If you truly want none of that, I believe that the safest bet is to have Western Europe permanently occupied by Finno-Ugric hunter-gatherers and to limit civilization west of the Himalayas to the Semitic and Egyptian elements already present in the Middle East.

This means that "Iranian" civilizations will remain only Elamite in origin and that "Indian" culture will be entirely derived from Harappan roots. China, for its part, remains as we know it (before Buddhism).
 
Even if the Persians entirely wipe out the Greeks, you still have the Italic Peoples, the Celts, the Germans and so on. If you allow these to remain in Europe and be exposed to the waves of civilized influence coming out of the Middle East, it seems to me that the result will always be something like what we call "the West" (in its pre-Christian "pagan" form at least). The Indo-European culture, although entirely oral before it borrowed writing from the Middle-East, had such an extraordinarily resilient core that we can still trace its outline today from Bengal to Ireland even though the tradition of each Indo-European sub-branch had lost the memory of its common origins for thousands of years. The results of mixing such a powerful set of memes with the equally powerful structures of pre-Persian middle-eastern cultures (Sumero-Akkadian + Egyptian) seem to me to be very strongly pre-determined.

Eh, I don't know. Persia is still Indo-European + Middle-Eastern, but it's not generally considered "western". Whatever "west" comes out of my scenario will have different languages, different art, different religions, different philosophy, different institutions.
I guess it depends from how you define west, which I would restrict to the Graeco-Roman culture and its derivates.
That said...

If you truly want none of that, I believe that the safest bet is to have Western Europe permanently occupied by Finno-Ugric hunter-gatherers and to limit civilization west of the Himalayas to the Semitic and Egyptian elements already present in the Middle East.

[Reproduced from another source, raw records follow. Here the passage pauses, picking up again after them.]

PR #19, opened 2024-02-20
Mapping Experiment 2: JSON -> models with Jane-php library and Symfony normalizers

adamziel:
This explores generating PHP classes using the Jane PHP library:

https://jane.readthedocs.io/en/latest/documentation/JsonSchema.html

On the upside, it creates models, normalizers, and validators which is all we need to go from JSON and Builder objects to CompiledBlueprint. The validators are statically declared and don't rely on parsing and validating data usint the JSON schema.

On the downside:
* The generated model classes have an `$initialized` property which we don't need but the normalizers seem to rely on it.
* Validating collections like blueprint.steps doesn't see to be covered by the generated validators


generated/Normalizer/BlueprintNormalizer.php
```diff
@@ -0,0 +1,560 @@
...
+            }
+            if (\array_key_exists('steps', $data)) {
+                $values_3 = [];
+                foreach ($data['steps'] as $value_4) {
+                    $value_5 = $value_4;
+                    if (is_array($value_4) and isset($value_4['step']) and isset($value_4['slug'])) {
+                        $value_5 = $this->denormalizer->denormalize($value_4, 'WordPress\\Blueprints\\Generated\\Model\\ActivatePluginStep', 'json', $context);
+                    } elseif (is_array($value_4) and isset($value_4['step']) and isset($value_4['slug'])) {
+                        $value_5 = $this->denormalizer->denormalize($value_4, 'WordPress\\Blueprints\\Generated\\Model\\ActivateThemeStep', 'json', $context);
+                    } elseif (is_array($value_4) and isset($value_4['step']) and isset($value_4['fromPath']) and isset($value_4['toPath'])) {
```
adamziel: This pattern matching requires all the `Step` keys to be in place, not just the `step` property. It will not produce useful error messages on incomplete input.

Also, it uses `and` 😱

generated/Validator/BlueprintConstraint.php
```diff
@@ -0,0 +1,11 @@
...
...null.'])]), 'plugins' => new \Symfony\Component\Validator\Constraints\Optional([new \Symfony\Component\Validator\Constraints\Type(['0' => 'array']), new \Symfony\Component\Validator\Constraints\NotNull(['message' => 'This value should not be null.'])]), 'siteOptions' => new \Symfony\Component\Validator\Constraints\Optional([new \Symfony\Component\Validator\Constraints\NotNull(['message' => 'This value should not be null.'])]), 'phpExtensionBundles' => new \Symfony\Component\Validator\Constraints\Optional([new \Symfony\Component\Validator\Constraints\Type(['0' => 'array']), new \Symfony\Component\Validator\Constraints\NotNull(['message' => 'This value should not be null.'])]), 'steps' => new \Symfony\Component\Validator\Constraints\Optional([new \Symfony\Component\Validator\Constraints\Type(['0' => 'array']), new \Symfony\Component\Validator\Constraints\NotNull(['message' => 'This value should not be null.'])]), '$schema' => new \Symfony\Component\Validator\Constraints\Optional([new \Symfony\Component\Validator\Constraints\Type(['0' => 'string']), new \Symfony\Component\Validator\Constraints\NotNull(['message' => 'This value should not be null.'])])], 'allowExtraFields' => false])];
```
adamziel: It doesn't seem to check whether the `step` entries are indeed instances of the Step class

```
'steps' => Constraints\Optional([
    new Constraints\Type(['0' => 'array'])
])
```

adamziel:
Downside of this approach: it requires including bulky Symfony components in the final `.phar` downloaded by Playground.

adamziel:
I confirmed the type of nested objects is indeed not validated. This faulty Blueprint validates perfectly well:

```json
{
	"plugins": [
		["akismet"]
	]
}
```

Only when I manually added the following constraints, the Validator detected that `plugins` entries aren't supposed to be arrays:

```php
new \Symfony\Component\Validator\Constraints\All( [
	new \Symfony\Component\Validator\Constraints\AtLeastOneOf( [
		new \Symfony\Component\Validator\Constraints\Type( [ '0' => 'string' ] ),
		new \Symfony\Component\Validator\Constraints\Type( [ '0' => UrlResource::class ] ),
	] ),
] ),
```

Symfony validators produced the following error message:

```
Blueprint[plugins][0]: This value should satisfy at least one of the following constraints: [1] This value should be of type string. [2] This value should be of type WordPress\Blueprints\Generated\Model\UrlResource."
```

Which is great, but also not that helpful if the developer provided JSON as input. This tells me we may need two stages of validation:

1. JSON validation to check if it conforms to the schema
2. Blueprint object validation to confirm it was constructed properly

Here's a situation where that would matter:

This means that "Iranian" civilizations will remain only Elamite in origin and that "Indian" culture will be entirely derived from Harappan roots. China, for its part, remains as we know it (before Buddhism).

... this sounds like a really great idea, and I'd love to see a TL based on this. I just think that wiping out entirely the Indo-European peoples is a bit of an overkill for my purposes.
 
OK, let's try this again. This time I'll go in chronological order, so I'll start again from the PoD. In this first installment, there's little new material: the second chapter is largely a rewriting of what I already posted, in a style closer to the rest. I'm writing this as excerpts from a TTL world history textbook; the chapters before the PoD, as well as those about pre-contact American civilizations, have been cut.
Dates are given as BS/AS (it'll be explained at its own time) and converted in BC/AD. Most regions of Earth have different names; I'll give the OTL name between square brackets unless I think it's clear from the context or I want to leave it for later.


1. The Time of Free Ionia (414 – 360 BS)

Among the matters of greatest interest in the study of history is that of “aborted civilizations” - that is, civilizations, cultures and polities that ceased to be, after a time of promising progress and flourishing, before they could reach the peak of their capabilities. History is tragically replete with them, from the hundred native cultures of Tohoroku lost to eastern settlement and colonization to the mercantile khaganates in the heart of Asia that lost their sustenance as trade shifted to ocean routes. Climate change brought down the great Mayan civilization, growing empires destroyed the early states of the Bronze Age and the fledgling Mandé states of the Kwara. In all this cases, one can but speculate what the fate of these peoples could have been in another history – an ultimately fruitless, yet oddly compelling endeavor.

Among the most famous cases of this is the ancient culture of Ionia (Yunan), or, at it was known by its ancient natives, Hellas. This uneven land, almost a cluster of mountain ranges rising from the Mediterranean, was occupied by dozens of city states competing for territory and influence. Despite their political division, they were bound by a unified culture that was surprisingly sophisticate, including a single language, a single religion, common laws and customs. We already described their predecessors in a former chapter as Myceneans.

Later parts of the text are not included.